[rating=2.50]
Regionalists and record labels in hip-hop are badges of honor. From Southern Crunk, to East Coast Raw, Death Row to Def Jam to Purple Ribbon the players bring their own sound to the game from their home towns, which makes The Coup, (Boots Riley and DJ Pam the Funkstress with various special guests) stand out. The Bay Area veteran’s new album, Pick a Bigger Weapon, is its second release on Epitaph. They join counterparts Blackalicious and Danger Doom on the old school punk label hoping to reach a broader audience. Yet despite all of the rhetoric over the essence of labels and the importance of hometowns, in the end it comes down to music and lyrics, and Pick a Bigger Weapon just barely delivers.
Syrupy cuts play on a Junior VarsitySouthernplayalisticadillacmuzik vibe, the beats are sparse and meander with tweaky keyboards and 7-up fizzle bubbles of bass. The sound drips much too thin on certain tracks, yet can still flash various textures like the eastern sounding electric guitar background in the body moving “MindFuck,” a song where Boots successfully speeds up his flow. The rest of the songs and skits with only a smattering of guests meld into a full album and, when the music is over, no track stands out as great.
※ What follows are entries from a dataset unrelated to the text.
PR #211, opened 2026-08-13
browser: capture req/rsp headers, duration, and exception stack frames

joelgwebber:
Part of #226 / #170. Stacked on #208 (base `feat/message-stack-extraction`). The **capture side** of the record-faithfulness pair: the reference collector now populates the optional record fields that #207 (Request headers/bodies) and #208 (Message stack) added, so `RequestsForRecord`/`MessagesForRecord` have something to extract from when the reference tooling is the producer.

## Change (`go/browser/collector.go`)

- **Request headers** — `parseRequest`/`parseResponse` now read `request.headers` / `response.headers` off the CDP events (already in hand — no extra round-trip) into `Request.ReqHeaders` / `RspHeaders`. Headers arrive as a CDP object, so they're emitted as a `[]Header` sorted by name (deduped/unordered — the `[]Header` type still supports duplicates for a producer that has the raw header text).
- **Duration** — `applyResponse` sets `DurationMs` to the observed request→response latency.
- **Exception stack** — `parseException` reads `exceptionDetails.stackTrace.callFrames` into `Message.Stack`, throwing frame first; CDP `lineNumber`/`columnNumber` are 0-based and always present, so they're captured as non-nil pointers (a genuine line 0 is preserved, distinct from "not captured").
- `parseResponse` now returns a `responseInfo` struct rather than a 5-value tuple (it was growing a 6th/7th return).

Bodies stay **fetched on demand** (the existing `ResponseBody`/`RequestBody` lazy fetchers) — the handler-side wiring that assembles a full record and renders extracted values is the next slice.

## No output change

The CLI renders selected text fields (`network list`: `method url → status`; `console`: `level text`), not a raw record dump, so `list`/`get` output is unchanged — the new fields ride in the record silently until they're consumed. The follow-up wiring PR surfaces extracted `name=value` pairs.

## Tests

`collector_test.go`: request-header capture, response-header capture (sorted), and exception stack-frame capture including the **captured-zero line/column** case (0-based CDP → preserved as `*0`, not dropped). Full Go suite + `gofmt` green.

Leaves open: eager body retention + surfacing headers in `network get` (#226 — this PR only lands the header/timing *capture*); WebSocket visibility (#130).

### DIFF
--- a/.changeset/collector-capture-headers-stack.md
+++ b/.changeset/collector-capture-headers-stack.md
@@ -1,0 +1,13 @@
+---
+"@sightmap/sightmap": patch
+---
+
+The reference network/console collector now populates the faithful-record fields
+added for SEP-0005/0006 runtime matching. Observed `Request` records carry
+request/response headers (from the CDP `requestWillBeSent`/`responseReceived`
+events — cheap, no extra round-trip) and an observed `DurationMs`; observed
+exception `Message` records carry the `Stack` (from `exceptionThrown`
+`stackTrace.callFrames`, throwing frame first, with 0-based line/column
+preserved). Bodies remain fetched on demand. This is what lets
+`RequestsForRecord` extract body/header properties and `MessagesForRecord`
+resolve stack properties against traffic the reference tooling captured.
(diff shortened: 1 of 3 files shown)


jurassix (approved):
lgtm

PR #10814, opened 2022-10-13
Dataflow: Add support for synthetic global fields in MaD.

aschackmull:
This allows MaD summaries that resp. reads or writes from some global state, e.g. a database, such that jump steps are inserted between the synthesized function bodies.

This allows us to add models for `storeInDb` and `readFromDb` such that we have flow in the following case even if there's no path between `foo` and `bar`:
```
foo() {
  storeInDb(tainted);
}

bar() {
  sink(readFromDb());
}
```

### DIFF
--- a/csharp/ql/lib/semmle/code/csharp/dataflow/internal/FlowSummaryImpl.qll
+++ b/csharp/ql/lib/semmle/code/csharp/dataflow/internal/FlowSummaryImpl.qll
@@ -61,6 +61,20 @@ module Public {
 
     /** Gets a summary component for a return of kind `rk`. */
     SummaryComponent return(ReturnKind rk) { result = TReturnSummaryComponent(rk) }
+
+    /** Gets a summary component for synthetic global `sg`. */
+    SummaryComponent syntheticGlobal(SyntheticGlobal sg) {
+      result = TSyntheticGlobalSummaryComponent(sg)
+    }
+
+    /**
+     * A synthetic global. This represents some form of global state, which
+     * summaries can read and write individually.
+     */
+    abstract class SyntheticGlobal extends string {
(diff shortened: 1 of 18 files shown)


csharp/ql/lib/semmle/code/csharp/dataflow/internal/FlowSummaryImpl.qll
```diff
@@ -871,18 +908,28 @@ module Private {
...
+    /** Holds if specification component `token` parses as argument `pos`. */
     predicate parseArg(AccessPathToken token, ParameterPosition pos) {
       token.getName() = "Argument" and
       pos = parseArgBody(token.getAnArgument())
     }
 
+    /** Holds if specification component `token` parses as synthetic global `sg`. */
+    predicate parseSynthGlobal(AccessPathToken token, string sg) {
+      token.getName() = "SyntheticGlobal" and
+      sg = token.getAnArgument()
```
hvitved, line 926:
```suggestion
      sg = token.getAnArgument("SyntheticGlobal")
```

hvitved (commented):
Looks great; only one small suggestion. Also, we should run DCA for all languages.

csharp/ql/lib/semmle/code/csharp/dataflow/internal/FlowSummaryImpl.qll
aschackmull: I find the `.getAnArgument(string name)` slightly more difficult to understand than simply using `.getAnArgument()` plus `.getName()`, so I'd like to keep it as-is, since there shouldn't be any join-order issues with that.

hvitved (approved):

The majority of rhymes are never in a hurry “See I’m old school/like coke lines an LP covers” this from the disk closing “The Stand” is an accurate summary, old school fans will dig this much more then new jacks. Choruses are repeated till they sink in, Riley has something to say, whether he wants to get freaky, start a party, or preach political his thoughts are pushed to the forefront.
Boots Riley has never been one to back down from controversy, the last Coup’s album cover showed the crew blowing up the World Trade Center with drumsticks and, even though it was completed months before 9/11, it was a PR disaster. The new album does not back down, and in fact it’s best songs are political, such as the pumping conspiracy theory of “Head of State” with the chorus, “Bush and Hussein together in bed/Giving H.E.A.D, Head/Ya’ll Muthafuckers heard what we said/Billions made and millions dead.” The political songs on the album sound like The Coup has a purpose and they are delivered with more precision and power then some of the sloppier get down joints.
The party tracks like “Laugh/Love/Fuck” are included so the album isn’t overly heavy. You can still get your groove on with jams like “I Just Wanna Lay Around All Day In Bed With You”, in these tunes The Coup’s most obvious influence. Parliament/Funkadelic, comes out, Like the ATLiens, The Coup hav taken what Clinton, Bootsy and Worrell were funking on in the 70’s and filtered it for a new generation through a hip hop lens, sometimes successfully sometimes lacking. The humor, the bubblegum snapping bass lines, the moments of clarity followed by dream like rambles that wander nowhere, all here and updated for the 2006.
Unlike the Original Funkateers (who were from another planet entirely) The Coup’s ideas are grander then the actual sound on this disk, but they vary up their hip-hop style enough to keep listeners who are not trapped in the club engaged and thinking about searching out a bigger weapon for when the revolution comes.